WHAT YOU SHOULD DO:
How many lines in the listing below contain the string "logs"? Say only the number.

==== MATERIAL TO PROCESS

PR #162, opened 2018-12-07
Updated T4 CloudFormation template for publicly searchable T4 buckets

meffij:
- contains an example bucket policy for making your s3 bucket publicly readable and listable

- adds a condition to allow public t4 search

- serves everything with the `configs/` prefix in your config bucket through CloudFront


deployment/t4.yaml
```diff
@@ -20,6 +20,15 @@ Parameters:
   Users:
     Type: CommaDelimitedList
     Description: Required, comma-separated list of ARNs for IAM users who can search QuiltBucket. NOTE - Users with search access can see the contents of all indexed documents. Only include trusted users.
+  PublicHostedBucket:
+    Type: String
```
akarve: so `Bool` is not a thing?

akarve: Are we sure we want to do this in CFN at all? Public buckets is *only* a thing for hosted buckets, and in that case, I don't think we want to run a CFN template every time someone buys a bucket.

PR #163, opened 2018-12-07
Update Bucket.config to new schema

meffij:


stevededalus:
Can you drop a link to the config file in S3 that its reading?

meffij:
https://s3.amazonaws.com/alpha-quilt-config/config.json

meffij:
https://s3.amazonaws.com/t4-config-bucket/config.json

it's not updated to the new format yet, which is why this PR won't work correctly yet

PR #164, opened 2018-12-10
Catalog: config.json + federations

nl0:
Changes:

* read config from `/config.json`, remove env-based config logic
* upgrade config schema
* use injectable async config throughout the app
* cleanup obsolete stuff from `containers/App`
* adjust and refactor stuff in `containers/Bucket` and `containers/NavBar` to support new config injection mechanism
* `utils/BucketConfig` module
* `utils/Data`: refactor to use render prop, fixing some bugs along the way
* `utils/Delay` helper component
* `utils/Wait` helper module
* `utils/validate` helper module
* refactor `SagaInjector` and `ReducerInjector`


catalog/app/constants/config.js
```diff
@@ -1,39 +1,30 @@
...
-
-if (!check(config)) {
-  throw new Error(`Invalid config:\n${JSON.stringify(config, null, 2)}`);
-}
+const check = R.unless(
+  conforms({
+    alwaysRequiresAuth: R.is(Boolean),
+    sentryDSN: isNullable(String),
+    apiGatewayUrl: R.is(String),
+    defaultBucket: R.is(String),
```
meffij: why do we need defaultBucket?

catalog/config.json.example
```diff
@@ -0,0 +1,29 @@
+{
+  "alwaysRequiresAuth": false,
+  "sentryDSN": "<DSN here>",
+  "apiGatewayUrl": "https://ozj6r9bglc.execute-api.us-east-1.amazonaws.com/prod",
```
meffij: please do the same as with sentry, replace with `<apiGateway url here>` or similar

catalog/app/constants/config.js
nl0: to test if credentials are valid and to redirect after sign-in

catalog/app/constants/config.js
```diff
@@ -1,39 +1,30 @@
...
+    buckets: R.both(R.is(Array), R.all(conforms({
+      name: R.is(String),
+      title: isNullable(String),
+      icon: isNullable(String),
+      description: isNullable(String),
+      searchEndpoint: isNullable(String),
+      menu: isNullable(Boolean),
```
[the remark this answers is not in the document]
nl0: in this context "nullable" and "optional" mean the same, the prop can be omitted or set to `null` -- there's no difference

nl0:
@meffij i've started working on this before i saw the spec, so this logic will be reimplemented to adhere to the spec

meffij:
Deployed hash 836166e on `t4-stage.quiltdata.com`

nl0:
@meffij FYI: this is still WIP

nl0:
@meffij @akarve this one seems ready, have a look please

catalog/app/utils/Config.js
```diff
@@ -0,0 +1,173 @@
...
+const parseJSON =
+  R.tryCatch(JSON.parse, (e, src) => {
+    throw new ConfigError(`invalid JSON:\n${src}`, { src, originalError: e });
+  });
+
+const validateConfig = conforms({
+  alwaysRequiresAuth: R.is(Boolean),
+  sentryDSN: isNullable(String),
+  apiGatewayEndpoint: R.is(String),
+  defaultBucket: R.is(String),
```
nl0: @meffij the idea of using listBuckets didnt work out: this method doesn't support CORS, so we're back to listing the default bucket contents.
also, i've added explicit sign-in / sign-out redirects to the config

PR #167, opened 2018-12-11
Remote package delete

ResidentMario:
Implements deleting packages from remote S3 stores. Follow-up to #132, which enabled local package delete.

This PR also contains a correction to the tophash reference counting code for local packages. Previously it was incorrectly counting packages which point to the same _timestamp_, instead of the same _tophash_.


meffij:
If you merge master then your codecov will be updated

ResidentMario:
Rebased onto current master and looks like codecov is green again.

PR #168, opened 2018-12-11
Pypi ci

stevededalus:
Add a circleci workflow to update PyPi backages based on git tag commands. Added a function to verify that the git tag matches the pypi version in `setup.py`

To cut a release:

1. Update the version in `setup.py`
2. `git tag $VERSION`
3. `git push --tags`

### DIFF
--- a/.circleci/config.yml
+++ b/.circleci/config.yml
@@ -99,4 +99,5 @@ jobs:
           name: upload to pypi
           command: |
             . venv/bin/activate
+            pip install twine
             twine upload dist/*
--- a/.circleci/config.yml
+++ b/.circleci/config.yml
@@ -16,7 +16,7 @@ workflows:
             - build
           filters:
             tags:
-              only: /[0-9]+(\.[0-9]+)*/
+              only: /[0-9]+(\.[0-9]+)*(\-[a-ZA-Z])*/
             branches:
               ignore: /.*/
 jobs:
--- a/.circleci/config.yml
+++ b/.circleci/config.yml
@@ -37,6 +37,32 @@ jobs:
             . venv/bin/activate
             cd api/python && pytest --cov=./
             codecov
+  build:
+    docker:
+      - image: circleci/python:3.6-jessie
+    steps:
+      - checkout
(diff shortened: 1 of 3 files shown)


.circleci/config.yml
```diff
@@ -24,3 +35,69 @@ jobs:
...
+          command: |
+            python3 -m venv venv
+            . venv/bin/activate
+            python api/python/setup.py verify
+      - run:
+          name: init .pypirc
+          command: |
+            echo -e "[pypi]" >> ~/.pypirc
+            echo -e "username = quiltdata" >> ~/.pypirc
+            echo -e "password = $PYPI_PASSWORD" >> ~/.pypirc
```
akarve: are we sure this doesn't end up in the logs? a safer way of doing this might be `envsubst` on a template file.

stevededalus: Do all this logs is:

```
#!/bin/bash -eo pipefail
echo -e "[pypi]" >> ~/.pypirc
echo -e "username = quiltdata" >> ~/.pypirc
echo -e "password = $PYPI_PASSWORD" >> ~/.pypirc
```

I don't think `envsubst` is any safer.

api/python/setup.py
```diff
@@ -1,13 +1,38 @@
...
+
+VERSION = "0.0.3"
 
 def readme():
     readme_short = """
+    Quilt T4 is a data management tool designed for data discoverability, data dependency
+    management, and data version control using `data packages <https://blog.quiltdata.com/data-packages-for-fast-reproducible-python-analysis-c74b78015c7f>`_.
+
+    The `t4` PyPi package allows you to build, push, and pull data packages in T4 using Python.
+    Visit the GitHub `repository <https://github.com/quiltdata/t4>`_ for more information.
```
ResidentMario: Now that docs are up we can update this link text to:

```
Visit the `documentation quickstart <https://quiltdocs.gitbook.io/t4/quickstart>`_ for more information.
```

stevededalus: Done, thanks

========

TASK ANSWER:
2